→ **WHAT THE TASK ASKS**
Set down the entries below once more, precisely as they stand.

Stored data
PR #1203, opened 2023-09-18
Feature/1192 save metric json

mitzimorris:
#### Submisison Checklist

#### Summary:
Add option to adaptive sampler args to save metric in separate JSON file with elements "stepsize" and "inv_metric"

#### Intended Effect:
Easy way to get pre-specified metric.

#### How to Verify:
Unit tests will pass once https://github.com/stan-dev/stan/pull/3230 has been merged.

#### Side Effects:
N/A

#### Documentation:
Will add separately to docs repo.

#### Copyright and Licensing


src/cmdstan/command_helper.hpp
```diff
@@ -766,8 +766,9 @@ void init_callbacks(
         &sample_writers,
     std::vector<stan::callbacks::unique_stream_writer<std::ofstream>>
         &diag_csv_writers,
+    std::vector<stan::callbacks::json_writer<std::ofstream>> &diag_json_writers,
     std::vector<stan::callbacks::json_writer<std::ofstream>>
-        &diag_json_writers) {
+        &metric_json_writers) {
```
WardBrian, line 771: I think a fourth in-out parameter on this function is probably where we should draw the line and split it up or refactor it.

I think you can simplify this logic a lot by writing two helper functions:

```c++
template <typename T>
void null_initialize_callbacks(std::vector<T> &writers, size_t num_chains) {
  writers.reserve(num_chains);
  for (size_t i = 0; i < num_chains; ++i) {
    writers.emplace_back(nullptr);
  }
}

template <typename T, typename... Ts>
void file_initialize_writers(std::vector<T> &writers, unsigned int num_chains,
                             unsigned int id, std::string &filename,
                             std::string tag, std::string suffix, int sig_figs,
                             Ts &&...args) {
  writers.reserve(num_chains);
  auto filenames = make_filenames(filename, tag, suffix, num_chains, id);

  for (size_t i = 0; i < num_chains; ++i) {
    auto ofs = std::make_unique<std::ofstream>(filenames[i]);
    if (sig_figs > -1) {
      ofs->precision(sig_figs);
    }
    writers.emplace_back(std::move(ofs), std::forward<Ts>(args)...);
  }
}
```

The first will fill the callback lists with nullptrs, the second will create files. You could use them in the existing function like:

```
  // default - no diagnostics
  null_initialize_callbacks(diag_csv_writers, num_chains);
  null_initialize_callbacks(diag_json_writers, num_chains);
```

```
else {  // not pathfinder

    file_initialize_writers(sample_writers, num_chains, id, output_file, "",
                            ".csv", sig_figs, "# ");

```

But I think it might be better to break this function apart and inline parts of it using those helpers.

mitzimorris: changed per your suggestion.  many thanks!

mitzimorris:
this is ready for re-review

src/cmdstan/command.hpp
```diff
@@ -255,42 +306,30 @@ int command(int argc, const char *argv[]) {
...
-    bool save_iterations
-        = get_arg_val<bool_argument>(*pathfinder_arg, "save_single_paths");
-
-    if (num_paths == 1) {
-      if (!get_arg_val<string_argument>(parser, "output", "diagnostic_file")
-               .empty()) {
-        save_iterations = true;
-      }
+    if (num_chains == 1) {
+      save_single_paths = save_single_paths || !diagnostic_file.empty();
```
WardBrian, line 310: I don't understand this change

Are the diagnostic files ever nonempty if there's no saved single paths? I don't fully recall what we decided for the interface, might be worth commenting here.

src/cmdstan/command_helper.hpp
```diff
@@ -750,109 +750,28 @@ void check_file_config(argument_parser &parser) {
...
-  diag_csv_writers.reserve(num_chains);
-  diag_json_writers.reserve(num_chains);
-
-  // default - no diagnostics
-  for (int i = 0; i < num_chains; ++i) {
-    diag_csv_writers.emplace_back(nullptr, "# ");
-    diag_json_writers.emplace_back(
-        stan::callbacks::json_writer<std::ofstream>());
+template <typename T>
+void init_null_callbacks(std::vector<T> &writers, size_t num_chains) {
```
WardBrian, line 754: Glad these functions worked out, I think the result is very nice.

src/test/interface/command_test.cpp
WardBrian, line 1: Why did this test need to change?

src/test/interface/save_metric_json_test.cpp
```diff
@@ -0,0 +1,102 @@
...
+  ASSERT_FALSE(out.hasError);
+  ASSERT_TRUE(file_exists(convert_model_path(output_metric)));
+
+  std::fstream result_stream(convert_model_path(output_metric));
+  std::stringstream result_sstream;
+  result_sstream << result_stream.rdbuf();
+  result_stream.close();
+  std::string metric = result_sstream.str();
+  rapidjson::Document document;
+  ASSERT_FALSE(document.Parse<0>(metric.c_str()).HasParseError());
```
WardBrian, line 54: You can  `#include <test/unit/util.hpp>` and use `ASSERT_TRUE(stan::test::is_valid_JSON(...));` instead for these tests

src/test/interface/save_metric_json_test.cpp
```diff
@@ -0,0 +1,102 @@
...
+  EXPECT_EQ(count_matches("stepsize", metric), 1);
+  EXPECT_EQ(count_matches("inv_metric", metric), 1);
+  EXPECT_EQ(count_matches("[", metric), 7);  // diagonal metric
```
WardBrian, line 79:
```suggestion
  EXPECT_EQ(count_matches("[", metric), 7);  // dense metric
```

src/test/interface/save_metric_json_test.cpp
```diff
@@ -0,0 +1,102 @@
...
+  std::fstream result_stream(convert_model_path(output_metric));
+  std::stringstream result_sstream;
+  result_sstream << result_stream.rdbuf();
+  result_stream.close();
+  std::string metric = result_sstream.str();
+  rapidjson::Document document;
+  ASSERT_FALSE(document.Parse<0>(metric.c_str()).HasParseError());
+  EXPECT_EQ(count_matches("stepsize", metric), 1);
+  EXPECT_EQ(count_matches("inv_metric", metric), 1);
+  EXPECT_EQ(count_matches("[", metric), 1);  // diagonal metric
```
WardBrian, line 101:
```suggestion
  EXPECT_EQ(count_matches("[", metric), 1);  // unit metric is diagonal
```

WardBrian: In this case you also know what the metric would be, which you could test if you wanted

src/cmdstan/command.hpp
```diff
@@ -187,9 +193,61 @@ int command(int argc, const char *argv[]) {
...
+    }
+    init_null_callbacks(diagnostic_csv_writers, num_chains);
+  } else {
+    init_filestream_writers(sample_writers, num_chains, id, output_file, "",
+                            ".csv", sig_figs, "# ");
+    if (save_diagnostics) {
+      init_filestream_writers(diagnostic_csv_writers, num_chains, id,
+                              diagnostic_base, "", ".csv", sig_figs, "# ");
+    } else {
+      init_null_callbacks(diagnostic_csv_writers, num_chains);
```
WardBrian, line 239: [Comment] If we ever get uncomfortable with the amount of nesting in this config, we could write a `conditional_init_writers` function which takes in a bool and all the remaining arguments and does this common if-else pattern.

src/cmdstan/command_helper.hpp
WardBrian: Can we unify the naming between them (`callbacks` vs `writers` - I prefer `writers`) -- my bad!

WardBrian (commented):
This is looking really nice. A few comments but they're all minor now

src/cmdstan/command.hpp
mitzimorris: the logic is super-opaque - I don't quite remember either.   I think our reasoning was:

- save_single_paths always gives you the diagnostic file
-if somone specifies a diagnostic file and num_paths == 1,  give them a diagnostic file which has whatever basename they specify.
- if someone specifies num_paths==1, but doesn't want a diagnostic file, don't output one.

src/test/interface/command_test.cpp
mitzimorris: at one point I messed up the comment prefix - specified "`#`" instead of "`# `#.   the tests were failing, so changed to check for message, independent of prefix.    could be reverted - also makes sense as it is, no?

WardBrian: I think reverting makes sense to make sure we keep the prefix the same (since _some_ downstream thing probably depends on the comments having a space after `#`...)

src/cmdstan/command.hpp
mitzimorris: so far, just 2.   it's a toss up.

src/test/interface/save_metric_json_test.cpp
mitzimorris: yes, but string match won't work and parsing out the values from JSON is a PITA.

WardBrian (approved):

→ **THE ANSWER**
PR #1203, opened 2023-09-18
Feature/1192 save metric json

mitzimorris:
#### Submisison Checklist

#### Summary:
Add option to adaptive sampler args to save metric in separate JSON file with elements "stepsize" and "inv_metric"

#### Intended Effect:
Easy way to get pre-specified metric.

#### How to Verify:
Unit tests will pass once https://github.com/stan-dev/stan/pull/3230 has been merged.

#### Side Effects:
N/A

#### Documentation:
Will add separately to docs repo.

#### Copyright and Licensing


src/cmdstan/command_helper.hpp
```diff
@@ -766,8 +766,9 @@ void init_callbacks(
         &sample_writers,
     std::vector<stan::callbacks::unique_stream_writer<std::ofstream>>
         &diag_csv_writers,
+    std::vector<stan::callbacks::json_writer<std::ofstream>> &diag_json_writers,
     std::vector<stan::callbacks::json_writer<std::ofstream>>
-        &diag_json_writers) {
+        &metric_json_writers) {
```
WardBrian, line 771: I think a fourth in-out parameter on this function is probably where we should draw the line and split it up or refactor it.

I think you can simplify this logic a lot by writing two helper functions:

```c++
template <typename T>
void null_initialize_callbacks(std::vector<T> &writers, size_t num_chains) {
  writers.reserve(num_chains);
  for (size_t i = 0; i < num_chains; ++i) {
    writers.emplace_back(nullptr);
  }
}

template <typename T, typename... Ts>
void file_initialize_writers(std::vector<T> &writers, unsigned int num_chains,
                             unsigned int id, std::string &filename,
                             std::string tag, std::string suffix, int sig_figs,
                             Ts &&...args) {
  writers.reserve(num_chains);
  auto filenames = make_filenames(filename, tag, suffix, num_chains, id);

  for (size_t i = 0; i < num_chains; ++i) {
    auto ofs = std::make_unique<std::ofstream>(filenames[i]);
    if (sig_figs > -1) {
      ofs->precision(sig_figs);
    }
    writers.emplace_back(std::move(ofs), std::forward<Ts>(args)...);
  }
}
```

The first will fill the callback lists with nullptrs, the second will create files. You could use them in the existing function like:

```
  // default - no diagnostics
  null_initialize_callbacks(diag_csv_writers, num_chains);
  null_initialize_callbacks(diag_json_writers, num_chains);
```

```
else {  // not pathfinder

    file_initialize_writers(sample_writers, num_chains, id, output_file, "",
                            ".csv", sig_figs, "# ");

```

But I think it might be better to break this function apart and inline parts of it using those helpers.

mitzimorris: changed per your suggestion.  many thanks!

mitzimorris:
this is ready for re-review

src/cmdstan/command.hpp
```diff
@@ -255,42 +306,30 @@ int command(int argc, const char *argv[]) {
...
-    bool save_iterations
-        = get_arg_val<bool_argument>(*pathfinder_arg, "save_single_paths");
-
-    if (num_paths == 1) {
-      if (!get_arg_val<string_argument>(parser, "output", "diagnostic_file")
-               .empty()) {
-        save_iterations = true;
-      }
+    if (num_chains == 1) {
+      save_single_paths = save_single_paths || !diagnostic_file.empty();
```
WardBrian, line 310: I don't understand this change

Are the diagnostic files ever nonempty if there's no saved single paths? I don't fully recall what we decided for the interface, might be worth commenting here.

src/cmdstan/command_helper.hpp
```diff
@@ -750,109 +750,28 @@ void check_file_config(argument_parser &parser) {
...
-  diag_csv_writers.reserve(num_chains);
-  diag_json_writers.reserve(num_chains);
-
-  // default - no diagnostics
-  for (int i = 0; i < num_chains; ++i) {
-    diag_csv_writers.emplace_back(nullptr, "# ");
-    diag_json_writers.emplace_back(
-        stan::callbacks::json_writer<std::ofstream>());
+template <typename T>
+void init_null_callbacks(std::vector<T> &writers, size_t num_chains) {
```
WardBrian, line 754: Glad these functions worked out, I think the result is very nice.

src/test/interface/command_test.cpp
WardBrian, line 1: Why did this test need to change?

src/test/interface/save_metric_json_test.cpp
```diff
@@ -0,0 +1,102 @@
...
+  ASSERT_FALSE(out.hasError);
+  ASSERT_TRUE(file_exists(convert_model_path(output_metric)));
+
+  std::fstream result_stream(convert_model_path(output_metric));
+  std::stringstream result_sstream;
+  result_sstream << result_stream.rdbuf();
+  result_stream.close();
+  std::string metric = result_sstream.str();
+  rapidjson::Document document;
+  ASSERT_FALSE(document.Parse<0>(metric.c_str()).HasParseError());
```
WardBrian, line 54: You can  `#include <test/unit/util.hpp>` and use `ASSERT_TRUE(stan::test::is_valid_JSON(...));` instead for these tests

src/test/interface/save_metric_json_test.cpp
```diff
@@ -0,0 +1,102 @@
...
+  EXPECT_EQ(count_matches("stepsize", metric), 1);
+  EXPECT_EQ(count_matches("inv_metric", metric), 1);
+  EXPECT_EQ(count_matches("[", metric), 7);  // diagonal metric
```
WardBrian, line 79:
```suggestion
  EXPECT_EQ(count_matches("[", metric), 7);  // dense metric
```

src/test/interface/save_metric_json_test.cpp
```diff
@@ -0,0 +1,102 @@
...
+  std::fstream result_stream(convert_model_path(output_metric));
+  std::stringstream result_sstream;
+  result_sstream << result_stream.rdbuf();
+  result_stream.close();
+  std::string metric = result_sstream.str();
+  rapidjson::Document document;
+  ASSERT_FALSE(document.Parse<0>(metric.c_str()).HasParseError());
+  EXPECT_EQ(count_matches("stepsize", metric), 1);
+  EXPECT_EQ(count_matches("inv_metric", metric), 1);
+  EXPECT_EQ(count_matches("[", metric), 1);  // diagonal metric
```
WardBrian, line 101:
```suggestion
  EXPECT_EQ(count_matches("[", metric), 1);  // unit metric is diagonal
```

WardBrian: In this case you also know what the metric would be, which you could test if you wanted

src/cmdstan/command.hpp
```diff
@@ -187,9 +193,61 @@ int command(int argc, const char *argv[]) {
...
+    }
+    init_null_callbacks(diagnostic_csv_writers, num_chains);
+  } else {
+    init_filestream_writers(sample_writers, num_chains, id, output_file, "",
+                            ".csv", sig_figs, "# ");
+    if (save_diagnostics) {
+      init_filestream_writers(diagnostic_csv_writers, num_chains, id,
+                              diagnostic_base, "", ".csv", sig_figs, "# ");
+    } else {
+      init_null_callbacks(diagnostic_csv_writers, num_chains);
```
WardBrian, line 239: [Comment] If we ever get uncomfortable with the amount of nesting in this config, we could write a `conditional_init_writers` function which takes in a bool and all the remaining arguments and does this common if-else pattern.

src/cmdstan/command_helper.hpp
WardBrian: Can we unify the naming between them (`callbacks` vs `writers` - I prefer `writers`) -- my bad!

WardBrian (commented):
This is looking really nice. A few comments but they're all minor now

src/cmdstan/command.hpp
mitzimorris: the logic is super-opaque - I don't quite remember either.   I think our reasoning was:

- save_single_paths always gives you the diagnostic file
-if somone specifies a diagnostic file and num_paths == 1,  give them a diagnostic file which has whatever basename they specify.
- if someone specifies num_paths==1, but doesn't want a diagnostic file, don't output one.

src/test/interface/command_test.cpp
mitzimorris: at one point I messed up the comment prefix - specified "`#`" instead of "`# `#.   the tests were failing, so changed to check for message, independent of prefix.    could be reverted - also makes sense as it is, no?

WardBrian: I think reverting makes sense to make sure we keep the prefix the same (since _some_ downstream thing probably depends on the comments having a space after `#`...)

src/cmdstan/command.hpp
mitzimorris: so far, just 2.   it's a toss up.

src/test/interface/save_metric_json_test.cpp
mitzimorris: yes, but string match won't work and parsing out the values from JSON is a PITA.

WardBrian (approved):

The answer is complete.